Output exactly the lines from the one holding "-1205,10 +1205,12 @@" through the final line of the entries.

=== Section Start ===

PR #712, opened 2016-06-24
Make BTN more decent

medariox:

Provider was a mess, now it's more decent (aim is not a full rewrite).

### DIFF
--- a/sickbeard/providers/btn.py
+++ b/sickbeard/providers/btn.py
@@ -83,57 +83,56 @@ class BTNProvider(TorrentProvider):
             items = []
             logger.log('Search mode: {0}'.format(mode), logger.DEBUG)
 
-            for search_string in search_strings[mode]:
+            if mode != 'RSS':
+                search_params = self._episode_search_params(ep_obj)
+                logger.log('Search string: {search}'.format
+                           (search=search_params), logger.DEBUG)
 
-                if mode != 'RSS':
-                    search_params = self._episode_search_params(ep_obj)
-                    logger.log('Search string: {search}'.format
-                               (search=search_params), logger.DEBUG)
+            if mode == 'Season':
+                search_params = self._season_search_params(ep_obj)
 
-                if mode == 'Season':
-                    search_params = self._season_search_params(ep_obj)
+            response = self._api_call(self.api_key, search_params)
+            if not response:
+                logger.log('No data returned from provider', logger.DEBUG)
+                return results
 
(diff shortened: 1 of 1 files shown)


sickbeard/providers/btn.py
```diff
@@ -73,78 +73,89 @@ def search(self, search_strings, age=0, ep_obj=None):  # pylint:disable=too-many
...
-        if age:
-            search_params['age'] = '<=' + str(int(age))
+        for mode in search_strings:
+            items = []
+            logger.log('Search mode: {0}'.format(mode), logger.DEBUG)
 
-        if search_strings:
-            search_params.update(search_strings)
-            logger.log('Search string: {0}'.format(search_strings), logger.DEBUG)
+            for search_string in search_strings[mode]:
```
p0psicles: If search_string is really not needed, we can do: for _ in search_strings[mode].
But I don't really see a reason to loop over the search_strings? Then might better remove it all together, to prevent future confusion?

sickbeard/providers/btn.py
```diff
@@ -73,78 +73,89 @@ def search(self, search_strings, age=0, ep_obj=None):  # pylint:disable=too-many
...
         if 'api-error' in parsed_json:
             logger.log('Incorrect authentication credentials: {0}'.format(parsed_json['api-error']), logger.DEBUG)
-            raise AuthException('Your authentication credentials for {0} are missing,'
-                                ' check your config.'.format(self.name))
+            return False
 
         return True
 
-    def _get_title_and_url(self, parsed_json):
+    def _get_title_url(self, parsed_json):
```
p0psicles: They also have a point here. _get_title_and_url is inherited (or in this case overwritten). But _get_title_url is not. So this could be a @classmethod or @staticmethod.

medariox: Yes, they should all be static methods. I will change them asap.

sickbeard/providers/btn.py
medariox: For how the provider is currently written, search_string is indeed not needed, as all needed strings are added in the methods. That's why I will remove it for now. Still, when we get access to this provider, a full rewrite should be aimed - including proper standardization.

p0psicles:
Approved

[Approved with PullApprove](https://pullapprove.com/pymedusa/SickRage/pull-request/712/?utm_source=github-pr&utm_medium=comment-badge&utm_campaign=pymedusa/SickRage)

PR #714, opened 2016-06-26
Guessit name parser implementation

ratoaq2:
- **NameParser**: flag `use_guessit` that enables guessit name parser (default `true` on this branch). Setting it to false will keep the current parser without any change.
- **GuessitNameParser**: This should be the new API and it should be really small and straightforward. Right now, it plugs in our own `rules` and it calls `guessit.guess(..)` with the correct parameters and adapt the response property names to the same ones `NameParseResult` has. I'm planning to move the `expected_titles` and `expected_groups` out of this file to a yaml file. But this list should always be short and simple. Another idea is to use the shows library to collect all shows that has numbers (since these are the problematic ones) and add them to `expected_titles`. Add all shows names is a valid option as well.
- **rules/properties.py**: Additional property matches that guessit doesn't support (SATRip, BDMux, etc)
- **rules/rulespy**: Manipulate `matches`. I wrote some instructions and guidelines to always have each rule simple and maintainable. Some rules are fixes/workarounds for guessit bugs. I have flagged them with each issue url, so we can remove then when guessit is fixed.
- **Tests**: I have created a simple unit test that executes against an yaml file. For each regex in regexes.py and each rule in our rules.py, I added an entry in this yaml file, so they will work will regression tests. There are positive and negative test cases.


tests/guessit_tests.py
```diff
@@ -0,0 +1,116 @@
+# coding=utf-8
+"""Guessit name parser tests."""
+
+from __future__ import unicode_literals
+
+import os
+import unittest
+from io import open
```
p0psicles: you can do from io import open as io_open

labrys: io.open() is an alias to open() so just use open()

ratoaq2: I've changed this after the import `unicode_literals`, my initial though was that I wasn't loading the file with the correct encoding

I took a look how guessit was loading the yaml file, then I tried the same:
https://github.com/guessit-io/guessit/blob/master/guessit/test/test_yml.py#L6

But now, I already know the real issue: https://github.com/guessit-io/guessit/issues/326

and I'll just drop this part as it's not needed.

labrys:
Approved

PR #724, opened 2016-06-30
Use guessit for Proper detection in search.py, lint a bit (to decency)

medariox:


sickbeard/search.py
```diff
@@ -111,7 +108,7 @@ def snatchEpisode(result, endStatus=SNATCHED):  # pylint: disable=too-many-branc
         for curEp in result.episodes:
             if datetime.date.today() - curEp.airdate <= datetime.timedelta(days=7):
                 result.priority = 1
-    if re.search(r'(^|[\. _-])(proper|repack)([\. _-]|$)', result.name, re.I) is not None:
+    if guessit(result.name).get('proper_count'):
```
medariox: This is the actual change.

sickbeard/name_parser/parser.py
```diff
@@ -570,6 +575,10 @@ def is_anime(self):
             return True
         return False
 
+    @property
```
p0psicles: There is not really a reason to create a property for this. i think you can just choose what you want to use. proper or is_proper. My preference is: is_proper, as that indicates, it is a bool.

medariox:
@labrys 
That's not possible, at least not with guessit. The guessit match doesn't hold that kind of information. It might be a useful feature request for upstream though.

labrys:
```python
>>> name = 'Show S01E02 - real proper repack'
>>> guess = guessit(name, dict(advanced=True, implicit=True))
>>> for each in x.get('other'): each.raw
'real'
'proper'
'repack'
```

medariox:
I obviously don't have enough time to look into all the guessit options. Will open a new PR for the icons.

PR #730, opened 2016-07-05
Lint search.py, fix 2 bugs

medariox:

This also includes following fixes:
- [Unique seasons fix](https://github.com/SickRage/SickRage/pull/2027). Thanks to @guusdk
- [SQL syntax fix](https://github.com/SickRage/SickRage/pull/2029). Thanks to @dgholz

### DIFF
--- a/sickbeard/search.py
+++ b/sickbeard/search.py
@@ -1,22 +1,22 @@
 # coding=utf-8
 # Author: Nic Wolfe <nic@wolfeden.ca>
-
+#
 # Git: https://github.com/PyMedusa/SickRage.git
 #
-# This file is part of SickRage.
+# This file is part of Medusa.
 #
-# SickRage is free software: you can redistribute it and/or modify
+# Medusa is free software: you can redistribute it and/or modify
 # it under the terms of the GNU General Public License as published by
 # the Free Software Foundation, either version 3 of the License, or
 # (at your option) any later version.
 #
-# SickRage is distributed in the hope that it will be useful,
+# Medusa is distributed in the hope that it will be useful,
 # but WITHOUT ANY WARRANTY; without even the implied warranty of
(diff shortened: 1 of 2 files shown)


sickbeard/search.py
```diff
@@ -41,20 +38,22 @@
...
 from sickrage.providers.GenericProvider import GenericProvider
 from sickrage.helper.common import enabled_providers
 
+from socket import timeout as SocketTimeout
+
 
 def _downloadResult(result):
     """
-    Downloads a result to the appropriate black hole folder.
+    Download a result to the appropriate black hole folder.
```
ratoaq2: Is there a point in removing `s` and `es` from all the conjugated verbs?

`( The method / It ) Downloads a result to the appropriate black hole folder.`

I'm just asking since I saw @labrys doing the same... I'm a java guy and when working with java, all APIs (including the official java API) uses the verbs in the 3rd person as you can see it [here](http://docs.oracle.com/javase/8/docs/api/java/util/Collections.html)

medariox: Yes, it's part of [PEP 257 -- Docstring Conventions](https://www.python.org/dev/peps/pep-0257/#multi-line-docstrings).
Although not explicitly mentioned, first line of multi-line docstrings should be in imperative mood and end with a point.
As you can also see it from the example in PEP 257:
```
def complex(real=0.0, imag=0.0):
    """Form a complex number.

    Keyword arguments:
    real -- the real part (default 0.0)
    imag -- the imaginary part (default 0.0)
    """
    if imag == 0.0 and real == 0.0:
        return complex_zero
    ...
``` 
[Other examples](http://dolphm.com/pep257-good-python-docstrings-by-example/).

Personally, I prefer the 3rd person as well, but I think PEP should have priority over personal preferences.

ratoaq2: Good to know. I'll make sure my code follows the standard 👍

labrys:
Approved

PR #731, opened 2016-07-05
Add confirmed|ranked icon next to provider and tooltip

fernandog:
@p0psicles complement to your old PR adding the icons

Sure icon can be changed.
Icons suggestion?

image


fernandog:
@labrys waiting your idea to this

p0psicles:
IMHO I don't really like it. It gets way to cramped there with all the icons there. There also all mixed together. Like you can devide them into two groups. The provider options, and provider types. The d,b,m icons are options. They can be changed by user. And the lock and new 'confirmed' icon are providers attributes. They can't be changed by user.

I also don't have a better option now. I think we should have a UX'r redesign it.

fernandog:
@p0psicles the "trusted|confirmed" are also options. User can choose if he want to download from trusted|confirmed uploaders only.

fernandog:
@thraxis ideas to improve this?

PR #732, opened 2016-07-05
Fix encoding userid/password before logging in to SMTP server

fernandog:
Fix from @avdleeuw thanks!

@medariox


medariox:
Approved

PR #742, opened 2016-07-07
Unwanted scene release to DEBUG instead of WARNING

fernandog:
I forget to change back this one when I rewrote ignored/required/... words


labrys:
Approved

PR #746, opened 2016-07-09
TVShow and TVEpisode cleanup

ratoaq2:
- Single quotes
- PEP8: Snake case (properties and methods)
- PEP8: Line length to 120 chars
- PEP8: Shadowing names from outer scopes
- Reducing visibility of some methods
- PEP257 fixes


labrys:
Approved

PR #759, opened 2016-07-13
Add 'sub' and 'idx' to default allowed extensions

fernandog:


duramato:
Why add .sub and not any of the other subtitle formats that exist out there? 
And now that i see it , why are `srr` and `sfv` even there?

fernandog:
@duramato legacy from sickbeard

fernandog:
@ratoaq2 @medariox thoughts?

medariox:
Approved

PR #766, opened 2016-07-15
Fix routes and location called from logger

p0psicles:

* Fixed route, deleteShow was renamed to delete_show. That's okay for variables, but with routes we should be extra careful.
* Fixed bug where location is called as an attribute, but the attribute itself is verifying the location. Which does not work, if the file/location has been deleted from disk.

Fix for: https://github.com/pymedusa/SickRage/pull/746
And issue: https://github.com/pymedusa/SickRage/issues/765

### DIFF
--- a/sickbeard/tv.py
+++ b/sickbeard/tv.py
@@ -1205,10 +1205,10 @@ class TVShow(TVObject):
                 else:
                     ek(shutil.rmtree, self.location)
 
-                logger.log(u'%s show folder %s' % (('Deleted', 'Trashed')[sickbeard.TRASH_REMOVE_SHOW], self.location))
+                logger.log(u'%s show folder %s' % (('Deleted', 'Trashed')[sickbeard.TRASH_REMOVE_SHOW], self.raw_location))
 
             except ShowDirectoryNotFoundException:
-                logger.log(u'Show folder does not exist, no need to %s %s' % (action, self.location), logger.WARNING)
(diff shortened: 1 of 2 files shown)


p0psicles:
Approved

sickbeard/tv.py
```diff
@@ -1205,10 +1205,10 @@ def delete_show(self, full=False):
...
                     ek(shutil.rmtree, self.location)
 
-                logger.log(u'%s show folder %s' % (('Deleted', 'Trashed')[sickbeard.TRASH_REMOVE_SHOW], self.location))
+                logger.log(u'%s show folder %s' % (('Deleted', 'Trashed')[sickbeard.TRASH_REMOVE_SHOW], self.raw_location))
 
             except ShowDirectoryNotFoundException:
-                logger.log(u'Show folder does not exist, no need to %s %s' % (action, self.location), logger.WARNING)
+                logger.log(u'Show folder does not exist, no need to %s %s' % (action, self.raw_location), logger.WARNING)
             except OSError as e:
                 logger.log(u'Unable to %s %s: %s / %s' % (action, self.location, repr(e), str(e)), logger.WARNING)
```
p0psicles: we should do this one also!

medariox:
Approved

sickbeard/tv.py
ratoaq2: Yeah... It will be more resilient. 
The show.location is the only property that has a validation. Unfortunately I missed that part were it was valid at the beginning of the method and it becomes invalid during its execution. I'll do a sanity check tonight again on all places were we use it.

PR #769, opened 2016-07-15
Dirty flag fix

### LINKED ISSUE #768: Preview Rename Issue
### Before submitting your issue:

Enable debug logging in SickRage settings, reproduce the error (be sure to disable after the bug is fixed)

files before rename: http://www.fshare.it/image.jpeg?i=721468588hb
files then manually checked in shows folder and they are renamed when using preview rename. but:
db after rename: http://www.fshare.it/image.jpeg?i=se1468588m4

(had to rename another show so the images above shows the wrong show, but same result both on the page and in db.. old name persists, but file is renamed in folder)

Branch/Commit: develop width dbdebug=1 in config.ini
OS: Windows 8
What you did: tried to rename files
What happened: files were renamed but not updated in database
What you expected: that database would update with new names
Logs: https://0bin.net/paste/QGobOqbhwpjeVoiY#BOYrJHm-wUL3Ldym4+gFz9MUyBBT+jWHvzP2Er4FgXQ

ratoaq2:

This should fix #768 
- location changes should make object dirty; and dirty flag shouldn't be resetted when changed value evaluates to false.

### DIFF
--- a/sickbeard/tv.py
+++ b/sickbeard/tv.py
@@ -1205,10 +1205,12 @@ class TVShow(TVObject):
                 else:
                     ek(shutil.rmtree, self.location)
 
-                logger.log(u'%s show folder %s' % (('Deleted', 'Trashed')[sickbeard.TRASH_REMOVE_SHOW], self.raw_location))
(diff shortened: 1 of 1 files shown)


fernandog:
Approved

=== Section End ===

# Answer below
@@ -1205,10 +1205,12 @@ class TVShow(TVObject):
                 else:
                     ek(shutil.rmtree, self.location)
 
-                logger.log(u'%s show folder %s' % (('Deleted', 'Trashed')[sickbeard.TRASH_REMOVE_SHOW], self.raw_location))
(diff shortened: 1 of 1 files shown)


fernandog:
Approved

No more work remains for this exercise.